• Exercise description:
Going line by line through the records below, count those with the word "safe" and give only the count.

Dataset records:
PR #42, opened 2016-03-16
Mark the generator as safe so in safe mode it'll work

parkr:
When debugging output would be helpful...

[If the plugin isn't safe, it won't be included in the set](https://github.com/jekyll/jekyll/blob/v3.0.3/lib/jekyll/site.rb#L292-L305).

/cc @jekyll/gh-pages


parkr:
@jekyllbot: merge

• Solved exercise:
2